---- EXERCISE INPUT
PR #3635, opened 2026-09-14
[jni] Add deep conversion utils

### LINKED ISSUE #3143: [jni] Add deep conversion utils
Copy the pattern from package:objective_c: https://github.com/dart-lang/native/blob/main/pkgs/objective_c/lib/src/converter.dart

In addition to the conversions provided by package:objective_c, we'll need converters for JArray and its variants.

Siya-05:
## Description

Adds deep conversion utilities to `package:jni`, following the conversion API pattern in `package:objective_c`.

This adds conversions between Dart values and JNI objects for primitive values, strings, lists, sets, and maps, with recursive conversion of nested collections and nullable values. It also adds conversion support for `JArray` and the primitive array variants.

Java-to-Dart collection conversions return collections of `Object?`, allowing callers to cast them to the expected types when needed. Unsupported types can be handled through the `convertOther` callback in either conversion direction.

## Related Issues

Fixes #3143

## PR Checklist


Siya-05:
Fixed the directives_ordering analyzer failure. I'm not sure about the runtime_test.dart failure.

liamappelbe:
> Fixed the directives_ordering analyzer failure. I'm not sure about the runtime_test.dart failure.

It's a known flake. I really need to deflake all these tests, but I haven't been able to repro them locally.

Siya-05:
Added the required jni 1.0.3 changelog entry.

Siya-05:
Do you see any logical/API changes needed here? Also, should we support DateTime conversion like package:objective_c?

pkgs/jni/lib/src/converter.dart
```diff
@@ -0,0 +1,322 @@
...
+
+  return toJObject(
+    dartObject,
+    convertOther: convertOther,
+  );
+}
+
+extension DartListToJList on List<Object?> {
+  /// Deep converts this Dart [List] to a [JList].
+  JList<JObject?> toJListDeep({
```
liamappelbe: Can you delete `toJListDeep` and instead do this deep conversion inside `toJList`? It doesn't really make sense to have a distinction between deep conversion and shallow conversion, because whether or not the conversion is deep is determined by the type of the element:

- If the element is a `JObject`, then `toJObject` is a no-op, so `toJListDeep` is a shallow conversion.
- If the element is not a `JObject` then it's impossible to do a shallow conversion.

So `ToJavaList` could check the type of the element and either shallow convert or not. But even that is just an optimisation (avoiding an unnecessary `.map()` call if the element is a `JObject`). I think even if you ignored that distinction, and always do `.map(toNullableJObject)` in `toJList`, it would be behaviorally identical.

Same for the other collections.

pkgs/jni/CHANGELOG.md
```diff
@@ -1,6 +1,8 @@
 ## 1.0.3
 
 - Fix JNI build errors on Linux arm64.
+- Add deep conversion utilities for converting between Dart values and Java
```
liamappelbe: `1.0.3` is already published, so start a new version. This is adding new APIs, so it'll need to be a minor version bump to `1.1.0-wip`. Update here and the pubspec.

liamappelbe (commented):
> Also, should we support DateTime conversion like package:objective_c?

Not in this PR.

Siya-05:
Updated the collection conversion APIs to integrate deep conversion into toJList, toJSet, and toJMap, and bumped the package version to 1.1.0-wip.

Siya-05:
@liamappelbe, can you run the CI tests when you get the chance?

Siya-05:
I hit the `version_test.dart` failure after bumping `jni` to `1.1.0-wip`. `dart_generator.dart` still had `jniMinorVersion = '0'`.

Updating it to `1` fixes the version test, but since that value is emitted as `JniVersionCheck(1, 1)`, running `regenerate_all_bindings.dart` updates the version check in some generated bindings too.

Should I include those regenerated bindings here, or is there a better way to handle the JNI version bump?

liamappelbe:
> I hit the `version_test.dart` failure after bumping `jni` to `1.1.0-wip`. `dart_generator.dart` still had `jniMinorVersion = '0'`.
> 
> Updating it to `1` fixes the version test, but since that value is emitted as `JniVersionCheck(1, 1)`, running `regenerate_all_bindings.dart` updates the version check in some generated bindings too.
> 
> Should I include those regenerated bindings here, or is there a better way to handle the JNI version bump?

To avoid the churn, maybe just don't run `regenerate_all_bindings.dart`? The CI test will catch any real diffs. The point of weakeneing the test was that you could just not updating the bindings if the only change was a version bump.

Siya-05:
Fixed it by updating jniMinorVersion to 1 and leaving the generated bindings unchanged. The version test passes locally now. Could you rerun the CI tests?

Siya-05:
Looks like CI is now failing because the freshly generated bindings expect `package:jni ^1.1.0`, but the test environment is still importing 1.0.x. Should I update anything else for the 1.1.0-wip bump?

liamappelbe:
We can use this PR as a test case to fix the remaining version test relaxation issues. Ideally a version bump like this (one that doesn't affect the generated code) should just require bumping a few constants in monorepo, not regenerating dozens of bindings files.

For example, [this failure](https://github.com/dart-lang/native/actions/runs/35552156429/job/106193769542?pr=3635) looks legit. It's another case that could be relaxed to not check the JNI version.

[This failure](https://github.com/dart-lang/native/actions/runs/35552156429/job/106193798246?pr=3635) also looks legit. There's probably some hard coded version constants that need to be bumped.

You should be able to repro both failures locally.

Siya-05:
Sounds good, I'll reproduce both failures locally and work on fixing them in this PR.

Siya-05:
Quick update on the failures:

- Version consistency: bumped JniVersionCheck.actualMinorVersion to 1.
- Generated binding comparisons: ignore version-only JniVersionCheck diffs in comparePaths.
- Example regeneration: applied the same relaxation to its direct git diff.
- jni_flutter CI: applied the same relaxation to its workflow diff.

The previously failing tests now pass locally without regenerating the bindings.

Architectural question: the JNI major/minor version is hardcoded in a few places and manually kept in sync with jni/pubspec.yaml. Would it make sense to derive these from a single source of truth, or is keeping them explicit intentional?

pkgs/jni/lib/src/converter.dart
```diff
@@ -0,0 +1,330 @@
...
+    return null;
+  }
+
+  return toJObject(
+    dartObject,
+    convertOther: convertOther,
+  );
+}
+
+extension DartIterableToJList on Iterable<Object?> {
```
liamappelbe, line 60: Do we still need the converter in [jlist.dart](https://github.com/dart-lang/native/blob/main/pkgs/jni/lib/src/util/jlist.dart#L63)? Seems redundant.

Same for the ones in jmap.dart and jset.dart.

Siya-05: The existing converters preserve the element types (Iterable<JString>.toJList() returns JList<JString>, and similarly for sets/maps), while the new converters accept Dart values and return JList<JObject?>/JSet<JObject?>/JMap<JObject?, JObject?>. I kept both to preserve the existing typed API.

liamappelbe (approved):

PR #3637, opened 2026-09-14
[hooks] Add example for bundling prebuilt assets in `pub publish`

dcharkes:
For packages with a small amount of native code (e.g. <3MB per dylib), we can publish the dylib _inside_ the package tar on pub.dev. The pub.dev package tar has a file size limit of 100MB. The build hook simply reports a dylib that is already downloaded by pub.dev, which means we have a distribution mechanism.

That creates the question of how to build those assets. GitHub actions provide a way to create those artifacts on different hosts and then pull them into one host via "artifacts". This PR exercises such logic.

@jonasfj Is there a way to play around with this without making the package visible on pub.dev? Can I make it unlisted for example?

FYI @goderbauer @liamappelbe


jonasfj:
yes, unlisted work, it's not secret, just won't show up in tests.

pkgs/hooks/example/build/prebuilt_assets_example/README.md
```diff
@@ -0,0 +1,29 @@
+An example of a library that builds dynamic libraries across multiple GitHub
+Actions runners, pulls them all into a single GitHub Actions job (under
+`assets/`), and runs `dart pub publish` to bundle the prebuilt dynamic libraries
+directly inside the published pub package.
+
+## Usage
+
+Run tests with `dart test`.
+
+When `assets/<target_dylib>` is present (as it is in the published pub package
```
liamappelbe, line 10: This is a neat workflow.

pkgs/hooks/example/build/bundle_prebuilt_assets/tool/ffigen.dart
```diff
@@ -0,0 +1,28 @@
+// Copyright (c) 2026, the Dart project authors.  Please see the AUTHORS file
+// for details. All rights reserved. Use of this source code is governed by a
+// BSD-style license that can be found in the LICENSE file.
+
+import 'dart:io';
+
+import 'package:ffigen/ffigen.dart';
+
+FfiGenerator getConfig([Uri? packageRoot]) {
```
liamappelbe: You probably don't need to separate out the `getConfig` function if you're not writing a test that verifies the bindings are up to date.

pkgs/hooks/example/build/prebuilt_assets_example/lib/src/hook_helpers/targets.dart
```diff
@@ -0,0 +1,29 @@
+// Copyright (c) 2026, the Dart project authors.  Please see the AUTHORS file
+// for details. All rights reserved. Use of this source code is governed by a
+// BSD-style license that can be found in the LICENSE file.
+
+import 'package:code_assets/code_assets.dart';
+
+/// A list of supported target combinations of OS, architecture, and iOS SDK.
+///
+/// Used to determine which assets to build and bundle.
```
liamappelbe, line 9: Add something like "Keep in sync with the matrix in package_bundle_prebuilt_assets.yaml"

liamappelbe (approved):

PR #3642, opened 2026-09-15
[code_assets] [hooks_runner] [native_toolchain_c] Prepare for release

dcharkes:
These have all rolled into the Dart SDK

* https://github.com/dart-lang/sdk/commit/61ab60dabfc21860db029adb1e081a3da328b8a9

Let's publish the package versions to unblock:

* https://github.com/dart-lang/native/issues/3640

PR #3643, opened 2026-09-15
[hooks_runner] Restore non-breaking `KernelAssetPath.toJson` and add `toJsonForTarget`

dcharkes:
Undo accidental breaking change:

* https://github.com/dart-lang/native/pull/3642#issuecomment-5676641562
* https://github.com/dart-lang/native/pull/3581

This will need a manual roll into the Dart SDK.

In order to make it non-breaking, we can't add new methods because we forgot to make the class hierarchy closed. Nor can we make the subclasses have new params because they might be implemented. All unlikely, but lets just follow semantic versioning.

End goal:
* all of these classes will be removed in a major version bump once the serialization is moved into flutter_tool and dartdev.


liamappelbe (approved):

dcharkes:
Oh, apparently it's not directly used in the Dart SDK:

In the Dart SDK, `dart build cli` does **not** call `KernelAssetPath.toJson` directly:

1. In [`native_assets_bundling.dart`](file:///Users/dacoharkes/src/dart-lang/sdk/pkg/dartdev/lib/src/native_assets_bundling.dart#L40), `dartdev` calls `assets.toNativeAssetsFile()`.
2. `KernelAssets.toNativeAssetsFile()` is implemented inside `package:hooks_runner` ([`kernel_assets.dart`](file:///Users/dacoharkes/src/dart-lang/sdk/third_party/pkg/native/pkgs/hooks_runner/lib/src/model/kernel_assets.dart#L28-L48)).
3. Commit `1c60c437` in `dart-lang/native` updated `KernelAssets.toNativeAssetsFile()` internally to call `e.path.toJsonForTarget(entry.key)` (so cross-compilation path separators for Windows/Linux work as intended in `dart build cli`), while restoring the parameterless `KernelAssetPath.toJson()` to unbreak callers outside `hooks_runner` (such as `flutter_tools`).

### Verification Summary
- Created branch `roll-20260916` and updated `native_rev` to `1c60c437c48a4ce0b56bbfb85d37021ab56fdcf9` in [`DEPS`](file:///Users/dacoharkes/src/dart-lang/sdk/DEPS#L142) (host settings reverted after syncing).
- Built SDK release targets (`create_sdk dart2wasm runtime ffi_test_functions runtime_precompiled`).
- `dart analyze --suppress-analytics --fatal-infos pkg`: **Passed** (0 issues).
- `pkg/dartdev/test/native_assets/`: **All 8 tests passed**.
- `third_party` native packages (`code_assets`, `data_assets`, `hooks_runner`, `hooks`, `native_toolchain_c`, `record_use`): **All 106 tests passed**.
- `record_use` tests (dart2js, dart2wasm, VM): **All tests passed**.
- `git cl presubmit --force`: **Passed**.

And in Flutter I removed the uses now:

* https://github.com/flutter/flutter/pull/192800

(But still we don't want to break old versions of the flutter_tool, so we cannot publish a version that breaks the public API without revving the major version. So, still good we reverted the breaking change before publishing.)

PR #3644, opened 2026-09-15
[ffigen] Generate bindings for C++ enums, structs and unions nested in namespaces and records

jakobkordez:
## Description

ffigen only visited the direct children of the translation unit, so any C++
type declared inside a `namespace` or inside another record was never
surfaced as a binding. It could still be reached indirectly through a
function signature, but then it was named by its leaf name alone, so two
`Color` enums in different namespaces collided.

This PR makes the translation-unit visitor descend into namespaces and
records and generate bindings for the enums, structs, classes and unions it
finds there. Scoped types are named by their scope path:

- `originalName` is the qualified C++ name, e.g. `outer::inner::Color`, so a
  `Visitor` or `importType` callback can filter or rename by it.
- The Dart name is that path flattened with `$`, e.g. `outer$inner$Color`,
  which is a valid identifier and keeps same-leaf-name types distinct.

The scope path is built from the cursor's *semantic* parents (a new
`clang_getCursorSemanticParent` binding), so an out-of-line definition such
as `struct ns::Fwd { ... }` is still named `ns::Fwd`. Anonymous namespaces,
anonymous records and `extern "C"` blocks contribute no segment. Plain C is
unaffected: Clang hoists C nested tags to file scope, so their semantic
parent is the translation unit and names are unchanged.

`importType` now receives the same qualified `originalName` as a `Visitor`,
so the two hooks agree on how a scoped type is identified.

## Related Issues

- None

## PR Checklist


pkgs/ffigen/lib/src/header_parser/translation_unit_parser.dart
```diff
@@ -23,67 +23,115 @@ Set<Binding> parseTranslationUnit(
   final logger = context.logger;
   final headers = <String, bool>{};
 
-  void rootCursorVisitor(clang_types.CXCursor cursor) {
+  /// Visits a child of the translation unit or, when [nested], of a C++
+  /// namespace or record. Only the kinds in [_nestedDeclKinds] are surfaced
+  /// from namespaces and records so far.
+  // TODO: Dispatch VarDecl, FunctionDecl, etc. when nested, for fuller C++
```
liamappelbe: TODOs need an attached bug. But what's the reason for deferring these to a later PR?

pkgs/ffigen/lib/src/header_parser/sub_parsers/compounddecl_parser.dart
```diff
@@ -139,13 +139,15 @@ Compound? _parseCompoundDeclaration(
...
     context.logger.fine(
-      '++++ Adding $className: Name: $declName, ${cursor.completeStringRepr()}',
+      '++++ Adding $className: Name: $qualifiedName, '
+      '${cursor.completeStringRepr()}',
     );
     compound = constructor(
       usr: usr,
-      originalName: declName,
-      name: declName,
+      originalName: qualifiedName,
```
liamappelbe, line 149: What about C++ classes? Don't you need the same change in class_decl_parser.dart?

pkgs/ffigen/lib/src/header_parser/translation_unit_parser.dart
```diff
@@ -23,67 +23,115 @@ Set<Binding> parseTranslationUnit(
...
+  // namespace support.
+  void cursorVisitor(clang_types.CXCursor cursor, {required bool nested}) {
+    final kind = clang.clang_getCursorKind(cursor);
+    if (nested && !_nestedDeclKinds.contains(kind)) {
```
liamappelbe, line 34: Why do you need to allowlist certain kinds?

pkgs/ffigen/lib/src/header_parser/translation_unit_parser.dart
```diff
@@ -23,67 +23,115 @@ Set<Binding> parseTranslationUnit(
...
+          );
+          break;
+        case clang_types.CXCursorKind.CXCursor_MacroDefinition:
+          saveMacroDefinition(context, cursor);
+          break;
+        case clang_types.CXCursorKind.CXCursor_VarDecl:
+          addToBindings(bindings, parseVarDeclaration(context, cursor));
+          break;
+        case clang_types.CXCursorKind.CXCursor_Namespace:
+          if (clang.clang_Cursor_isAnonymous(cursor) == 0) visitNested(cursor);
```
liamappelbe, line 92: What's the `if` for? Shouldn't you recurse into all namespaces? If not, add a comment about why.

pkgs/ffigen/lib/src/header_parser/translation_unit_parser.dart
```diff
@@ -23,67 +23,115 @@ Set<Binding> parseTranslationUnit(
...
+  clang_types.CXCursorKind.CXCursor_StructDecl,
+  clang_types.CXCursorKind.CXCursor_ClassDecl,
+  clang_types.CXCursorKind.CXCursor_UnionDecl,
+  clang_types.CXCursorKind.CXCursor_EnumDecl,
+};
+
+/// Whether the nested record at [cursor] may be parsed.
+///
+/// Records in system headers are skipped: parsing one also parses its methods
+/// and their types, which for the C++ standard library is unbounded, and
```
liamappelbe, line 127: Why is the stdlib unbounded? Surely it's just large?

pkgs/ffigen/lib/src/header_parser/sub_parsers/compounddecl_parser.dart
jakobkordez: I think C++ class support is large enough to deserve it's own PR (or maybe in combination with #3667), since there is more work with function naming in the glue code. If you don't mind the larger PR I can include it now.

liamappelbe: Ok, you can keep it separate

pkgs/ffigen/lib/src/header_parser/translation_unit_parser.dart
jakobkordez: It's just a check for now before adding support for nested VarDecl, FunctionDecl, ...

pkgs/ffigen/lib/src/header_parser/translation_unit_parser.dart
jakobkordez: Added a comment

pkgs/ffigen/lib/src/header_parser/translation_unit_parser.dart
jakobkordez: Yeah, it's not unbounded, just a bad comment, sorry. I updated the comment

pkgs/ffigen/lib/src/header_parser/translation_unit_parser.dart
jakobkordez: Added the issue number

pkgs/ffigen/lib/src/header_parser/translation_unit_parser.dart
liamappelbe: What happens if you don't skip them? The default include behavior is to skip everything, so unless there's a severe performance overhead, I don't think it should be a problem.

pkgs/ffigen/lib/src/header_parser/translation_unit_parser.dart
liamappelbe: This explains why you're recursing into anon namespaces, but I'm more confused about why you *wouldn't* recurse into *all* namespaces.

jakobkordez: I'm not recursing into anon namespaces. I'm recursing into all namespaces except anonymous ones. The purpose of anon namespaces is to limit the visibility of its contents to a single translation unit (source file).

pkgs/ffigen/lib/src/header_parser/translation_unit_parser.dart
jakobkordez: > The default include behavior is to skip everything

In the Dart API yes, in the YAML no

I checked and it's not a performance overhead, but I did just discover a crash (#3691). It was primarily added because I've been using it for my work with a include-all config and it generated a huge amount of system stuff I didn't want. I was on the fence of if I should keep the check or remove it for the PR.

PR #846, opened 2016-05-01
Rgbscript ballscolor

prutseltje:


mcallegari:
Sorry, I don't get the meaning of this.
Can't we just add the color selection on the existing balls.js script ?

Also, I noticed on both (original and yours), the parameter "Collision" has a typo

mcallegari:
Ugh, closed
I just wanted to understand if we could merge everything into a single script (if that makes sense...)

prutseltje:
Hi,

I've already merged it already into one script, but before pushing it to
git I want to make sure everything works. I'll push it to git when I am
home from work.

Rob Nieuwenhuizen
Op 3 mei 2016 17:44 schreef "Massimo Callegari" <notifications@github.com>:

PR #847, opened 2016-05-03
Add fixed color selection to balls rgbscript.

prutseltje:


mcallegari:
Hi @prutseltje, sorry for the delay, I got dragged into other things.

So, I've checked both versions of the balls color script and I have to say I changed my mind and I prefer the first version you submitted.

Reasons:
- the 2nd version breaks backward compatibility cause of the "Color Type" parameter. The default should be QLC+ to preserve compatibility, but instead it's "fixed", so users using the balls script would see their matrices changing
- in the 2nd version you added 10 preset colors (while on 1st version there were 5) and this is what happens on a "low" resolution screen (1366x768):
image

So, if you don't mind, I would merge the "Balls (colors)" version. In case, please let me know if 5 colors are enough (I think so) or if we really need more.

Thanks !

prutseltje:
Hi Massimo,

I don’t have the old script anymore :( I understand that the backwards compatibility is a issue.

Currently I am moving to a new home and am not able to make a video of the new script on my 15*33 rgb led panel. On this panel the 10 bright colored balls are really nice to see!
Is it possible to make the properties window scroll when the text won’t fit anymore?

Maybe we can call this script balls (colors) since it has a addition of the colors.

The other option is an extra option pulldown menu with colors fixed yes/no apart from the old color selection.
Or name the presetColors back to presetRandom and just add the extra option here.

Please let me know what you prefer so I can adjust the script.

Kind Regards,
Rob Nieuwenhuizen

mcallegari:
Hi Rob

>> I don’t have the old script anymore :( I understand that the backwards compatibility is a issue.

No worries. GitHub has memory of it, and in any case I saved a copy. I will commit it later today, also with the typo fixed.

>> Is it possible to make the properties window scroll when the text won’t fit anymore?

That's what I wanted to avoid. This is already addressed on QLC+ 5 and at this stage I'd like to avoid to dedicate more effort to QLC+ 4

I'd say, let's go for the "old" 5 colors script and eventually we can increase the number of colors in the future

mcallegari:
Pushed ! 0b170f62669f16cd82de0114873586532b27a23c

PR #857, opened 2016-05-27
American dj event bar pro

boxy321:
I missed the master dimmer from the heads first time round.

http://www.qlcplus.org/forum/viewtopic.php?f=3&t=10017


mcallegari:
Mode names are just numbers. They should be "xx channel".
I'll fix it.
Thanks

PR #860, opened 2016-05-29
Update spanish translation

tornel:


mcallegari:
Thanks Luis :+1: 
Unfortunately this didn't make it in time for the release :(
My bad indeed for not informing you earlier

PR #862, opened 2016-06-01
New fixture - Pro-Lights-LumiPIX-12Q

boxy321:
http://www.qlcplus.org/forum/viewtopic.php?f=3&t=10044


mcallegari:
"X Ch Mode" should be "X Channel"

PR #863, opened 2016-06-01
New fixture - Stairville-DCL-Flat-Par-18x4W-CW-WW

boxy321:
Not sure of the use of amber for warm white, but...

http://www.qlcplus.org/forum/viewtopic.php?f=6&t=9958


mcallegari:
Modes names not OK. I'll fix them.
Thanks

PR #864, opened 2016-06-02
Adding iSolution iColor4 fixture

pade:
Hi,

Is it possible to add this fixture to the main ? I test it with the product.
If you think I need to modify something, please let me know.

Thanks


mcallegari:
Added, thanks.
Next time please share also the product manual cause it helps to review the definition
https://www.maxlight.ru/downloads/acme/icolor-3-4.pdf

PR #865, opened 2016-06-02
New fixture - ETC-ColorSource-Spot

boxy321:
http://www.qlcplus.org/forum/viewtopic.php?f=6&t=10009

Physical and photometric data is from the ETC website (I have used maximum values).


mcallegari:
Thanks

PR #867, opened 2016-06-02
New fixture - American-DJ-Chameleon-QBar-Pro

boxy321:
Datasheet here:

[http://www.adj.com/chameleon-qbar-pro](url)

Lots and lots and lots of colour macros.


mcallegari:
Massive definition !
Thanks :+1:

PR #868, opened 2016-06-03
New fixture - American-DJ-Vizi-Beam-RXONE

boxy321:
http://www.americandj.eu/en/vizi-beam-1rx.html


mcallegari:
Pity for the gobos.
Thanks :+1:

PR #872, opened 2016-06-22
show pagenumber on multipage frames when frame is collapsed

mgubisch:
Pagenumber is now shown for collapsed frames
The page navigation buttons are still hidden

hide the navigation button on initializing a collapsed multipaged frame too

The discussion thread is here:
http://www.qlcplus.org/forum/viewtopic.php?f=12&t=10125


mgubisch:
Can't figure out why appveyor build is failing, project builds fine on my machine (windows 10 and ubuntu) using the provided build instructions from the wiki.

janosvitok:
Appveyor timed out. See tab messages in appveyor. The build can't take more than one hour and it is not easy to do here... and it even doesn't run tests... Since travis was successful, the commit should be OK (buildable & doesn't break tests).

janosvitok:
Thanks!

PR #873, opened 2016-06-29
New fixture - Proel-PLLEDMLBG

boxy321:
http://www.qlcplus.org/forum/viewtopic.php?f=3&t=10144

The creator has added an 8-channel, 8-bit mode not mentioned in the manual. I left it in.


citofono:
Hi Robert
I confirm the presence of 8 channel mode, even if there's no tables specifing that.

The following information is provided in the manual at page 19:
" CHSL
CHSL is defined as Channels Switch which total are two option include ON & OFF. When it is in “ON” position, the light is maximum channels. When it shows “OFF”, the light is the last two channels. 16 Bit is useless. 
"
--------
- EXERCISE: Give back precisely the lines above that start at the line containing "PR #863, opened 2016-06-01" and end at the line containing "show pagenumber on", inclusive. No other lines belong in the output.

- SOLUTION TO THE PROBLEM:
PR #863, opened 2016-06-01
New fixture - Stairville-DCL-Flat-Par-18x4W-CW-WW

boxy321:
Not sure of the use of amber for warm white, but...

http://www.qlcplus.org/forum/viewtopic.php?f=6&t=9958


mcallegari:
Modes names not OK. I'll fix them.
Thanks

PR #864, opened 2016-06-02
Adding iSolution iColor4 fixture

pade:
Hi,

Is it possible to add this fixture to the main ? I test it with the product.
If you think I need to modify something, please let me know.

Thanks


mcallegari:
Added, thanks.
Next time please share also the product manual cause it helps to review the definition
https://www.maxlight.ru/downloads/acme/icolor-3-4.pdf

PR #865, opened 2016-06-02
New fixture - ETC-ColorSource-Spot

boxy321:
http://www.qlcplus.org/forum/viewtopic.php?f=6&t=10009

Physical and photometric data is from the ETC website (I have used maximum values).


mcallegari:
Thanks

PR #867, opened 2016-06-02
New fixture - American-DJ-Chameleon-QBar-Pro

boxy321:
Datasheet here:

[http://www.adj.com/chameleon-qbar-pro](url)

Lots and lots and lots of colour macros.


mcallegari:
Massive definition !
Thanks :+1:

PR #868, opened 2016-06-03
New fixture - American-DJ-Vizi-Beam-RXONE

boxy321:
http://www.americandj.eu/en/vizi-beam-1rx.html


mcallegari:
Pity for the gobos.
Thanks :+1:

PR #872, opened 2016-06-22
show pagenumber on multipage frames when frame is collapsed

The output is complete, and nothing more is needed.